Analysis of P5, P5-33A and mutant promoter transformation and function

Goals for the Lab:

• Determine the relative strength of your self-designed promoter.
• Compare different promoter designs and find relationships between mutations and promoter strength.

The goal of this lab is for you to explore and discover the critical role of promoters in regulating transcription. Promoter strength can be defined as the rate at which RNA polymerase produces mRNA. To measure promoter strength directly, you would measure mRNA production, but that is technically challenging. An alternative is to measure mRNA production indirectly, by quantifying the amount of protein produced by translation of the mRNA. In general, the amount of protein produced is proportional to the quantity of mRNA present.

One way to quantify the amount of protein produced by the gene and thus, the strength of the promoter, is to take a digital photograph of colonies and then use the free software program lmageJ (http://rsb.info.nih.gov/ij/) to make measurements (Figure 1).

Part 1: Photograph and Categorize Colonies from Transformations

Materials

• plates with transformed bacteria from Lab 9
• plate with E. coli containing the standard (positive control) plasmid with the P5 promoter and amilCP Blue gene
• digital camera or phone with camera
• lab marker(s)
• UV light transilluminator to visualize and photograph GFP expression, and a white light box to enhance photography of AmilCP blue
• computers with ImageJ installed

Procedure

1. Photograph each of your transformations, making sure to include the labels. Avoid glare from overhead lights. To photograph the transformations, remove the lids and place the plates on the Safe light trans-illuminator open side down, to give the colonies maximum exposure to the blue light so that they will glow green to see the colonies that express GFP. Caution: The Safe light is extremely bright; photograph your colonies through the orange safety screen. When circling non-green GFP colonies use the orange protective glasses.
2. If you are photographing the plates on a white light trans-illuminator, remove the lids and place them open side up to reduce the glare from the plastic. If no white light trans-illuminator is available, plates containing pClone Blue may be photographed on white paper or using the white light box on the wall in lab. Note: our cell phone cameras leave brown lines on the pictures using the light box. Use a traditional digital camera found in lab to take these pictures.
3. Deduce the genotype of the plasmid inside the cells of each color colony. Review the background reading material to help you remember the genotypes for the different colony phenotypes.
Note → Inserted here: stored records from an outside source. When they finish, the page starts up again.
PR #739, opened 2023-09-22
feat: add Indonesian UI translation

radenpioneer:
#### What kind of changes does this PR include?

- Changes or translations of Starlight UI

#### Description

Added Indonesian to Starlight UI translations.

PR #750, opened 2023-09-24
feat(translations): add id.json (Bahasa Indonesia)

ImBIOS:


HiDeoo (commented):
Thanks for your contribution!

It looks like this may be a duplicate of #739 which is being worked on. If this is the case, it might be worth concentrating efforts there and as it looks like there are some differences between the two translations, perhaps reviewing and suggesting some changes if necessary to the proposed translation?

The different translations that I can see between the two PRs are:

- `search.label`
- `search.devWarning`
- `tableOfContents.onThisPage`
- `tableOfContents.overview`
- `page.lastUpdated`
- `404.text`

And also a few capitalisation differences in various places.

delucis:
Thanks again for the PR @ImBIOS! As @HiDeoo we already had an open PR for this which I just merged, so will close this. If you spot any issues with the newly added Indonesian language support, please do open a PR to fix them!

radenpioneer:
Hey @ImBIOS, just noticed you also doing translation on this project! I've started to translate the docs too, which recently merged (#765). There are lot to translate, so lets join to translate all the docs to Bahasa Indonesia!

The list of untranslated page is in https://i18n.starlight.astro.build/ , 

_Kuy lah bantuin, sekalian ajak-ajakin yang lain!_

PR #752, opened 2023-09-24
add twitter new logo

apinet:
- Add an icon

#### Description
- Add the new twitter svg logo next to the older one.


HiDeoo:
Thanks for your contribution. :raised_hands:

This changes makes me wonder a few things:

- Should this be added as a new logo or should it replace the current `twitter` one?
- Should this have an impact on the [social media icons](https://starlight.astro.build/reference/configuration/#social) displayed in the site header?
- If yes, should `twitter` be renamed to `x` or both be kept?

Not sure what to think as `x.com` links redirects to `twitter.com` but `twitter.com` uses the new `x` logo on the official Twitter website, this is a bit confusing ^^ :thinking:

apinet:
If we replace `twitter` for `x`, we risk to break references to the old icon if some dev buddies used it directly. Maybe we could keep both for a few months and remove twitter icon after that?

Regarding [social media icons](https://starlight.astro.build/reference/configuration/#social) I will create a new pull request for supporting X as social media.

delucis (commented):
Thanks for this @apinet! I think where you and @HiDeoo ended up makes sense for now, even if it is a bit odd having both, it lets people decide how much they want to humour the rebranding shenanigans 😅 

One thing: I wonder if we should use `x.com` as the key here? We’ve discussed expanding our built-in icon support to include the full set of Unicons (the icon set Starlight uses currently) and it already includes a generic `x` icon that could clash. What do you think?

HiDeoo:
> One thing: I wonder if we should use `x.com` as the key here? We’ve discussed expanding our built-in icon support to include the full set of Unicons (the icon set Starlight uses currently) and it already includes a generic `x` icon that could clash. What do you think?

Sounds fine by me.

I guess the remaining missing changes after updating the key would be updating `docs/src/content/docs/guides/customization.mdx` & `docs/src/content/docs/reference/configuration.md` to document it and adding a changeset.

apinet:
Hi @HiDeoo. I have updated customization & configuration files in all available languages. Let me know if I miss something but I think w're good :)

HiDeoo (commented):
Thanks for the update, this PR may requires a few changes:

- Following Chris' [comment](https://github.com/withastro/starlight/pull/752#pullrequestreview-1642748574), we should use `x.com` for the icon key to avoid a potential clash with the `x` icon already existing in the Unicons set.
- Would you mind reverting the changes in [d715b5f](https://github.com/withastro/starlight/pull/752/commits/d715b5f8a3148e87d7bac074200a3e12ee5e5713) and only keep the changes for the English version (`docs/src/content/docs/guides/customization.mdx` & `docs/src/content/docs/reference/configuration.md`)? We usually only update the English pages and leave changes to the translations to our translators as this makes it easier for the [Starlight translation tracker](https://i18n.starlight.astro.build/) to keep track of the changes.

delucis (approved):
Thanks again for your contribution @apinet! Hope you don’t mind I took the liberty of updating this PR with the last few changes so we can get this out in our next release.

Part 2: Measure Reporter Protein Production in E. coli Cells Using lmageJ: Quantifying Promoter Expression

To quantify with lmageJ, begin by opening an image file of a colony that was photographed as you were instructed. Use lmageJ to draw circles within the colonies or spots to be analyzed (you may have to zoom in first). The image is split into red, green, and blue channels, and a measurement is made by lmageJ of the intensity of color for each channel. Measurement of Blue chromoprotein output is obtained by dividing the blue channel intensity by the green channel intensity. The measurements obtained in the blue channel are divided by the measurements obtained in the green channel to correct for any difference in the red and blue channel measurements that result from the methodology used rather than from an actual difference in the amount of protein being expressed. For example, if a larger circle is drawn within colony A than within colony B, it may appear that the promoter in colony A is expressing more blue than the one in colony B, when in fact, the difference is simply a result of the size of the circle drawn. The lmageJ method of dividing blue channel measurements by green channel measurements has been validated by comparison to measurements using fluorometry.

Materials

• images of plates taken in Part 1
• free lmageJ software
• computer (Macintosh or Windows)

Procedure

You will import the image files from the photos of your plates into lmageJ and split the image into its red, green, and blue channels. You will then select a colony you want to measure and divide the value derived from measuring in the blue channel by that derived from measuring in the green channel. This ratio will provide a value for the strength of the promoter. The strength of the promoters you cloned using the GGA reaction (both the P5 and P533-A mutant promoter) will be compared to the standard P5 promoter.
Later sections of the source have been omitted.